What the FAQ actually says

The FAQ structure addresses a series of perimeter questions that participants raised during the consultative period and immediately after the regime took effect. Without quoting the FAQ at length (the operative document is the source of record), the load-bearing positions are roughly the following:

A Singapore-incorporated entity providing any of the listed digital token services to overseas clients must obtain a DTSP licence. There is no de minimis exemption based on transaction volume, client count, or revenue.

The "incorporated in Singapore" trigger captures any entity registered with ACRA in any incorporating form, including fund vehicles and special purpose entities. A Singapore VCC providing in-scope services is captured. A Singapore branch of a foreign entity is captured to the extent of the Singapore-relevant activity.

The licensing trigger is not avoided by routing customer-facing interactions through non-Singapore affiliates if the Singapore-incorporated entity is itself providing the service. The FAQ language addresses this directly and discourages the kind of structural reorganisation that would route around the regime while keeping the Singapore-incorporated entity in the chain.

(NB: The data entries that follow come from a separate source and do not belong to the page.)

PR #1080, opened 2023-05-25
PHPLIB-802: Send readConcern but not writeConcern to explain commands

GromNaN:
Fix [PHPLIB-802](https://jira.mongodb.org/browse/PHPLIB-802)

`ReadConcern` is relevant for query plan evaluation, not `WriteConcern` ([comment](https://jira.mongodb.org/browse/SERVER-28678?focusedCommentId=3457279&page=com.atlassian.jira.plugin.system.issuetabpanels%3Acomment-tabpanel#comment-3457279))

This should be covered by unit tests PHPLIB-1144.

### DIFF
--- a/src/Operation/Aggregate.php
+++ b/src/Operation/Aggregate.php
@@ -309,7 +309,14 @@ class Aggregate implements Executable, Explainable
      */
     public function getCommandDocument(Server $server)
     {
-        return $this->createCommandDocument();
+        $cmd = $this->createCommandDocument();
+
+        // Read concern can change the query plan
+        if (isset($this->options['readConcern'])) {
+            $cmd['readConcern'] = $this->options['readConcern'];
+        }
+
+        return $cmd;
     }
 
     /**
--- a/src/Operation/Delete.php
+++ b/src/Operation/Delete.php
@@ -178,13 +178,7 @@ class Delete implements Executable, Explainable
      */
     public function getCommandDocument(Server $server)
     {
-        $cmd = ['delete' => $this->collectionName, 'deletes' => [['q' => $this->filter] + $this->createDeleteOptions()]];
-
-        if (isset($this->options['writeConcern'])) {
-            $cmd['writeConcern'] = $this->options['writeConcern'];
-        }
-
-        return $cmd;
+        return ['delete' => $this->collectionName, 'deletes' => [['q' => $this->filter] + $this->createDeleteOptions()]];
     }
 
     /**
--- a/src/Operation/Find.php
+++ b/src/Operation/Find.php
@@ -331,7 +331,14 @@ class Find implements Executable, Explainable
      */
     public function getCommandDocument(Server $server)
     {
-        return $this->createCommandDocument();
+        $cmd = $this->createCommandDocument();
+
+        // Read concern can change the query plan
+        if (isset($this->options['readConcern'])) {
+            $cmd['readConcern'] = $this->options['readConcern'];
+        }
+
+        return $cmd;
     }
 
     /**
--- a/psalm-baseline.xml
+++ b/psalm-baseline.xml
@@ -286,10 +286,11 @@
       <code>$this-&gt;options['typeMap']</code>
       <code>$this-&gt;options['typeMap']</code>
     </MixedArgument>
-    <MixedAssignment occurrences="5">
+    <MixedAssignment occurrences="6">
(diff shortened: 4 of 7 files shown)


src/Operation/Delete.php
```diff
@@ -180,10 +180,6 @@ public function getCommandDocument(Server $server)
     {
         $cmd = ['delete' => $this->collectionName, 'deletes' => [['q' => $this->filter] + $this->createDeleteOptions()]];
 
-        if (isset($this->options['writeConcern'])) {
```
GromNaN, line 183: I'm not sure if `readConcern` is relevant for delete operations.

alcaeus: The `Delete` operation doesn't take a `readConcern` option, as the command doesn't support it either. If that was a typo and you meant `writeConcern`, then yes, it is relevant for delete operations as it is for all other writing commands, but it is not relevant when used in `explain`.

GromNaN: Ah well, yes. That was not a typo. I didn't even think to check if the operation supported readConcern. So I'm doing the right thing by deleting these lines of code.

alcaeus: Yes, that's correct.

src/Operation/Aggregate.php
```diff
@@ -322,7 +322,7 @@ private function createCommandDocument(): array
             'pipeline' => $this->pipeline,
         ];
 
-        foreach (['allowDiskUse', 'bypassDocumentValidation', 'comment', 'explain', 'maxTimeMS'] as $option) {
+        foreach (['allowDiskUse', 'bypassDocumentValidation', 'comment', 'explain', 'maxTimeMS', 'readConcern'] as $option) {
```
jmikola, line 325: `readConcern` should _not_ be added directly to the command document. The option is already [handled in `executeCommand()`](https://github.com/mongodb/mongo-php-library/blob/1.15.0/src/Operation/Aggregate.php#L372) along with other options for the execute method.

That code path allows for sensible inheritance of client-level options. I'd have to double-check libmongoc internals to confirm, but I think directly adding it in a command document here might result in duplicate BSON fields being sent to the server. I know that's possible if you were to manually inject a session ID in the `lsid` field.

Instead, I think you should add this option in `getCommandDocument()`. You can use the array union operator to do so and just add `['readConcern' => ...]` to `$this->createCommandDocument()` before returning. A more verbose approach with an assigned variable is fine as well.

Where an entity is unable or unwilling to obtain a DTSP licence, it must cease providing the in-scope services from the Singapore-incorporated entity. Relocating the actual operating activity to a non-Singapore entity, with the Singapore entity withdrawn from the service-provision chain, is a viable response; continuing to operate without a licence is not.

The licence application process requires substantive demonstration of operational substance in Singapore, including local management, governance, and compliance functions. A pure shell incorporation cannot meet the licensing bar.

Comparison with comparable extraterritorial regimes

A useful operator-grade comparison sits along four axes: trigger, scope of activity, supervisory intensity, and operational substance.

The US GENIUS Act framework on payment stablecoins extends to foreign issuers offering payment stablecoins to US persons under specified conditions. The trigger is on the activity touching US persons rather than on the place of incorporation of the issuer, which is a different shape from the DTSP trigger. A US-resident purchaser of a foreign-issued stablecoin can pull that stablecoin into the GENIUS perimeter; a Singapore-incorporated entity offering services only to non-Singapore residents does not pull itself into a US extraterritorial regime by virtue of its incorporation alone. The DTSP regime is more aggressive on the place-of-incorporation leg; GENIUS is more aggressive on the customer-nexus leg.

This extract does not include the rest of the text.